* EXERCISE REQUIREMENTS
Report back every line from the entries below in which the word "feature" occurs.

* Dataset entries
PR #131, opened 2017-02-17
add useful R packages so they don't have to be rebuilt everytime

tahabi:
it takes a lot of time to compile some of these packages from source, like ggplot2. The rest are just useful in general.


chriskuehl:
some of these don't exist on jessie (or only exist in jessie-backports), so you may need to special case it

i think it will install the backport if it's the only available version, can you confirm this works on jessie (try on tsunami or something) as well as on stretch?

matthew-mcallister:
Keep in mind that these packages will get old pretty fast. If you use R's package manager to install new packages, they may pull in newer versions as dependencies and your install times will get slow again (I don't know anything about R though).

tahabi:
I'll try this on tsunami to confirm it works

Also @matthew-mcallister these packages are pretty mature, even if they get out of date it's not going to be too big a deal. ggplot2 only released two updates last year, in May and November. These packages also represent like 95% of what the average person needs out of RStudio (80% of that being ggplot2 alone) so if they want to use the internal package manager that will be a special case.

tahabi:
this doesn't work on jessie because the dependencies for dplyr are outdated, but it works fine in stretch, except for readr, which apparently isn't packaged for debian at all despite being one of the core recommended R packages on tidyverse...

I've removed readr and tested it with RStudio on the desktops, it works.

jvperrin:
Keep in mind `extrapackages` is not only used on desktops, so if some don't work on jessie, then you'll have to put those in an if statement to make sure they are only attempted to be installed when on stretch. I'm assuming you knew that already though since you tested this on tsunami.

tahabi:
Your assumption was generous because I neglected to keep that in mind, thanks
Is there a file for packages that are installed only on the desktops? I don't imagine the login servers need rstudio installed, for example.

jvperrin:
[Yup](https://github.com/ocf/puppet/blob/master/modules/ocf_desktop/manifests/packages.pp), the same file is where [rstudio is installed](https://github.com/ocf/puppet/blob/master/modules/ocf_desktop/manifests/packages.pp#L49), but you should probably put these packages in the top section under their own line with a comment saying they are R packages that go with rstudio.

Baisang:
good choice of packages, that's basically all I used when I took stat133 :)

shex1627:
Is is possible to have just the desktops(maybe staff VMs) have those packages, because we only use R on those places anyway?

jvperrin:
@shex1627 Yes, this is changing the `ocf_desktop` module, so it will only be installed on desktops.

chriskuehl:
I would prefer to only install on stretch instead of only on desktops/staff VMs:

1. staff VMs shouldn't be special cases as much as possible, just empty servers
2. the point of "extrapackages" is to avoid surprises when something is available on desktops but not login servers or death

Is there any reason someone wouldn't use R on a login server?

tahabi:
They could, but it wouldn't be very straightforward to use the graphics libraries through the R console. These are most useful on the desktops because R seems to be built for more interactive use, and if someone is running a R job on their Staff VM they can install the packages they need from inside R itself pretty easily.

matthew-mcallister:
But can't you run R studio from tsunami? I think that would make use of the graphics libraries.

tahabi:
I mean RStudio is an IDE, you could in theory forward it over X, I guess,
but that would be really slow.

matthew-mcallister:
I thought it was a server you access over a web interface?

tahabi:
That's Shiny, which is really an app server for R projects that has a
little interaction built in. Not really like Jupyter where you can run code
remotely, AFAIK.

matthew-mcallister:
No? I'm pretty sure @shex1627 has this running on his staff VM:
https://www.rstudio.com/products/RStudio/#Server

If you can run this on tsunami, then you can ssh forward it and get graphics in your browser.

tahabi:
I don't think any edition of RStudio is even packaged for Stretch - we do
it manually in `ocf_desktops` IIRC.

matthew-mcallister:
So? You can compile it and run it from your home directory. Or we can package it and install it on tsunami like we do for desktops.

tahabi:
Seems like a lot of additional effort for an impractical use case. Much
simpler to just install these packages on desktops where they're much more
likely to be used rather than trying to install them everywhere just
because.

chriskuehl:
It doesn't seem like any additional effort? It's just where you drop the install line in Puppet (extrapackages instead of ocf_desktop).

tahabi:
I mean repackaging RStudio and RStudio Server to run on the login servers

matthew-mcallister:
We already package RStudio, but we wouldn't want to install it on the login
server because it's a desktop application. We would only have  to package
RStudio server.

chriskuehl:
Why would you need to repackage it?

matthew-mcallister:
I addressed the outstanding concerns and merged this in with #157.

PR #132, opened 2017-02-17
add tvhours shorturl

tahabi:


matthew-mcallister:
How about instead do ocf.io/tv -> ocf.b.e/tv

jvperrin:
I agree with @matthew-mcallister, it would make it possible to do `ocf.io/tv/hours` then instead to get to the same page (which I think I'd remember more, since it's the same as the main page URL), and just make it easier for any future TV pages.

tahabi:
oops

...

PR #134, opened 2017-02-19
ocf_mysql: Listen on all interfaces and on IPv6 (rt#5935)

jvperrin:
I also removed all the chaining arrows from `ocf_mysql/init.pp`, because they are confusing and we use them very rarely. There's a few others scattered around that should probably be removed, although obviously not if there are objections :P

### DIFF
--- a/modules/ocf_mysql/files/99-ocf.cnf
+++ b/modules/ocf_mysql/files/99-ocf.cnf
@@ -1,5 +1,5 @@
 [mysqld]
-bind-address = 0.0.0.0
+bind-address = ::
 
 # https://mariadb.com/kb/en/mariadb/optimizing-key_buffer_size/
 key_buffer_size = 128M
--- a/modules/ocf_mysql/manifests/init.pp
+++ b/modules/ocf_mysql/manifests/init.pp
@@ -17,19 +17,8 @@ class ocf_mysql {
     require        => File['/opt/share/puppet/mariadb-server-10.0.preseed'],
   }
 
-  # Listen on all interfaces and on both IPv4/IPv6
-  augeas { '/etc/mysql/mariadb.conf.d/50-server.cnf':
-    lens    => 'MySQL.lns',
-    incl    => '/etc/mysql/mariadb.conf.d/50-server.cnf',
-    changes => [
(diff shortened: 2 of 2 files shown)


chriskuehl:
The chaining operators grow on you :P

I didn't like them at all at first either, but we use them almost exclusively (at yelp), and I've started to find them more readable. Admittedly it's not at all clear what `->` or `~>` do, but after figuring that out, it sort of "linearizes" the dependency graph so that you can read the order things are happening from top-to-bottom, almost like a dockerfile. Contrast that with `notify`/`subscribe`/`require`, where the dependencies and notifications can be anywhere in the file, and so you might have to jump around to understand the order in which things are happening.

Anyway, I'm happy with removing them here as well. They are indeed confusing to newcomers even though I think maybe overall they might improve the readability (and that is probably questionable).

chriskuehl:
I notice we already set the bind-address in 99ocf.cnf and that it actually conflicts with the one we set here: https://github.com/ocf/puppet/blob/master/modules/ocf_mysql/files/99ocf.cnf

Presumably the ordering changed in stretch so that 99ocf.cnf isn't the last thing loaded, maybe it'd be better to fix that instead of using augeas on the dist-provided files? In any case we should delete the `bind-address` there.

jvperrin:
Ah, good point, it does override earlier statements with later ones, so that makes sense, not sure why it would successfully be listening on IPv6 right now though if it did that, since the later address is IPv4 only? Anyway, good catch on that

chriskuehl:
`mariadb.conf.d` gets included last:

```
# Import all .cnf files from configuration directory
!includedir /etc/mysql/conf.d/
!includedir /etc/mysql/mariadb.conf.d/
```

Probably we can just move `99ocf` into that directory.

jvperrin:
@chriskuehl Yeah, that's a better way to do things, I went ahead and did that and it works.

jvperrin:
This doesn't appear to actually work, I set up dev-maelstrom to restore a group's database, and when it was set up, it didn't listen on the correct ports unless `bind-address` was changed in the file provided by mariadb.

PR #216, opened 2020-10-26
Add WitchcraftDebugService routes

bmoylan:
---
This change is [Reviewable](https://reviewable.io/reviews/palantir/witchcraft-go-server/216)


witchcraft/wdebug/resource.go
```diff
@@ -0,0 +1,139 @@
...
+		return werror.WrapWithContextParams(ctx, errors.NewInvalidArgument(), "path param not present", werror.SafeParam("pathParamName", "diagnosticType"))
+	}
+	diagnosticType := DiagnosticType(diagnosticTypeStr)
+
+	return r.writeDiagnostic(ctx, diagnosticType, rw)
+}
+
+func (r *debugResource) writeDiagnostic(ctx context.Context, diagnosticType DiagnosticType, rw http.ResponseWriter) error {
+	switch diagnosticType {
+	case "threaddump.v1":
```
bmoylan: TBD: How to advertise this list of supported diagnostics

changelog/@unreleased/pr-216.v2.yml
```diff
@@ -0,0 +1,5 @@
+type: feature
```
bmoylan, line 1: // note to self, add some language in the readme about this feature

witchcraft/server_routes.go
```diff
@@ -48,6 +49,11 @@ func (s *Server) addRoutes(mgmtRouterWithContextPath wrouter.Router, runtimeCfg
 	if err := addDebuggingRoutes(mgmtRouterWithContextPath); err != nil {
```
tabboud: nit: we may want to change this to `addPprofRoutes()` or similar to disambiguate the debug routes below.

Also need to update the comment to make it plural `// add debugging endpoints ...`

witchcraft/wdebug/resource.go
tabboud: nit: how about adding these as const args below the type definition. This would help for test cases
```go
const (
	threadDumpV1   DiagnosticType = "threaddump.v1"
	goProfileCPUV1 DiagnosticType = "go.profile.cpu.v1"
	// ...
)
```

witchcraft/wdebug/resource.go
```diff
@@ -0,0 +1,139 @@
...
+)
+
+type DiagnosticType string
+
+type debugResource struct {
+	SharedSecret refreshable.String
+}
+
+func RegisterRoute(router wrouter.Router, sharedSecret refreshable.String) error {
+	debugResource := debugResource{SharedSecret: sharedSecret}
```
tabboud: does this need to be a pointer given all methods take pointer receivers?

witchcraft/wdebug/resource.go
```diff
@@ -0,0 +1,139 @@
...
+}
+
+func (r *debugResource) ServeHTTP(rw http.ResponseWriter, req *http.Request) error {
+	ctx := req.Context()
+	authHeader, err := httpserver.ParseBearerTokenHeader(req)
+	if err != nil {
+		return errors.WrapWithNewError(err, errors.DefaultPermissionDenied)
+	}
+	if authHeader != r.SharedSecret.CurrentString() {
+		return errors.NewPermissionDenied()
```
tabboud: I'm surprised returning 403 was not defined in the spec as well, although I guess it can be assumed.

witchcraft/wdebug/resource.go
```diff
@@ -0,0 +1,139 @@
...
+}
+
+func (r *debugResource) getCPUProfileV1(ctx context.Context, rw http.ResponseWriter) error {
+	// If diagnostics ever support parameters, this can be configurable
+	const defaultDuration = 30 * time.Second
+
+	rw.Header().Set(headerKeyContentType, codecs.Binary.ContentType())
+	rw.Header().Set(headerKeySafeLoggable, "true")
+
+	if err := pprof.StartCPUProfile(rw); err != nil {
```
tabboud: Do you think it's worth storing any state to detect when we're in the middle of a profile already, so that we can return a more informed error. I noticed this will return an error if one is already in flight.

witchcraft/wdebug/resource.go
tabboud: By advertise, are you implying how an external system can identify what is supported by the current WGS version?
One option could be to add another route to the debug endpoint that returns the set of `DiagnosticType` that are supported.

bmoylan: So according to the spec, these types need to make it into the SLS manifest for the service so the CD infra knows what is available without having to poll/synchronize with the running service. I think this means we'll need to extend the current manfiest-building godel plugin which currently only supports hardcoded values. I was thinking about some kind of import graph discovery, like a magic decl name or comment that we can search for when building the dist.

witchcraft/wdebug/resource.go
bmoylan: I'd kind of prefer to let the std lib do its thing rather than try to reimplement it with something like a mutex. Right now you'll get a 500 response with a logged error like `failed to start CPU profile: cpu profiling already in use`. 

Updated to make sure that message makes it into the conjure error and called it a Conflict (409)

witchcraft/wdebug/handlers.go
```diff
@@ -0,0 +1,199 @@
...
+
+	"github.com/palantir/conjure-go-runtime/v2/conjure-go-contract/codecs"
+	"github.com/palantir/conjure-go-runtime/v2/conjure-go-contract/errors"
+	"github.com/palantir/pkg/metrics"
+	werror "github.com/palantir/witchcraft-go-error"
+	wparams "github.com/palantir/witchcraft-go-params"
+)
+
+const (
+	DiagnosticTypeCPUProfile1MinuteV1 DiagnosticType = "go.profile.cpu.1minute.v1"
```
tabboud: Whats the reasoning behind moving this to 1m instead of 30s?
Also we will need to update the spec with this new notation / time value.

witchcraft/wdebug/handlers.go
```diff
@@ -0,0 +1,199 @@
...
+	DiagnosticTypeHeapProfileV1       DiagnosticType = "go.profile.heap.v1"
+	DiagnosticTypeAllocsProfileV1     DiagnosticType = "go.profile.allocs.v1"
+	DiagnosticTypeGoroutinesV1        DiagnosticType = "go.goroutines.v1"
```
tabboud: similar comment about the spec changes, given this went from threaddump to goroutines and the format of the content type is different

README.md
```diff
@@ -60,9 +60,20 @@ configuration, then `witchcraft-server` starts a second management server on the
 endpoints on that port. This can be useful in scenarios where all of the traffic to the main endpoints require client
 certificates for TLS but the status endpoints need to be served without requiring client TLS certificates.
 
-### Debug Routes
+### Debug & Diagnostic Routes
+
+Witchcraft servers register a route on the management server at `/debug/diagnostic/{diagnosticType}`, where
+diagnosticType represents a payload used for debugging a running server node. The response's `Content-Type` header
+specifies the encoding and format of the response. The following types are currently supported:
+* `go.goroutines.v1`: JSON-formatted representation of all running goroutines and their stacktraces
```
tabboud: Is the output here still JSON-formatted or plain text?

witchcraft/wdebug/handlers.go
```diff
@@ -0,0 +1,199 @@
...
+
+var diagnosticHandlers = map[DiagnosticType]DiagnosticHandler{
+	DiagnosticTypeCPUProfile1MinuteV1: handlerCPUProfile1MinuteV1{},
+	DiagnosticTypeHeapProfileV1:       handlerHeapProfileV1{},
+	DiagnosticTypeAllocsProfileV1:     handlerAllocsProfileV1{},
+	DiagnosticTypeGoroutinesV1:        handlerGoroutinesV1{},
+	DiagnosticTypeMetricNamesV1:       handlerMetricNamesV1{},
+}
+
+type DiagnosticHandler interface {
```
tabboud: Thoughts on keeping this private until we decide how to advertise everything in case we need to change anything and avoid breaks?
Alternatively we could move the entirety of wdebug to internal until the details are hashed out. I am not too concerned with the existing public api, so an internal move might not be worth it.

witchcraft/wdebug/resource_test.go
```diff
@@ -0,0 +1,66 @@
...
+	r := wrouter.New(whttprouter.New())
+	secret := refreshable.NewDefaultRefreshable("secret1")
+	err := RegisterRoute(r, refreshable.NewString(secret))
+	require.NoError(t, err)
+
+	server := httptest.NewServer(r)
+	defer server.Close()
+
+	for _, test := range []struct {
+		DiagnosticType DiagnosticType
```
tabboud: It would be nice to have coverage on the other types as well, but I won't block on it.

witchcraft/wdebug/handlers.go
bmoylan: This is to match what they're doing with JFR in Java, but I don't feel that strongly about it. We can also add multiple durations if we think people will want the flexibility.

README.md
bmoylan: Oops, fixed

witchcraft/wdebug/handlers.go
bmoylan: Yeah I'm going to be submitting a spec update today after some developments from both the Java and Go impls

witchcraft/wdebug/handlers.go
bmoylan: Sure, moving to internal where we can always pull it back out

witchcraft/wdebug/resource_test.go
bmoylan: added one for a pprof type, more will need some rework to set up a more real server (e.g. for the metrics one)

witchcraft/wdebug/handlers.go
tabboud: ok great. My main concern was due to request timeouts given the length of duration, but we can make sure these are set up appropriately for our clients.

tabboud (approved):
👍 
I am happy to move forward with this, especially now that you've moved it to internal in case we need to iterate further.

* FINISHED EXERCISE
+type: feature
bmoylan, line 1: // note to self, add some language in the readme about this feature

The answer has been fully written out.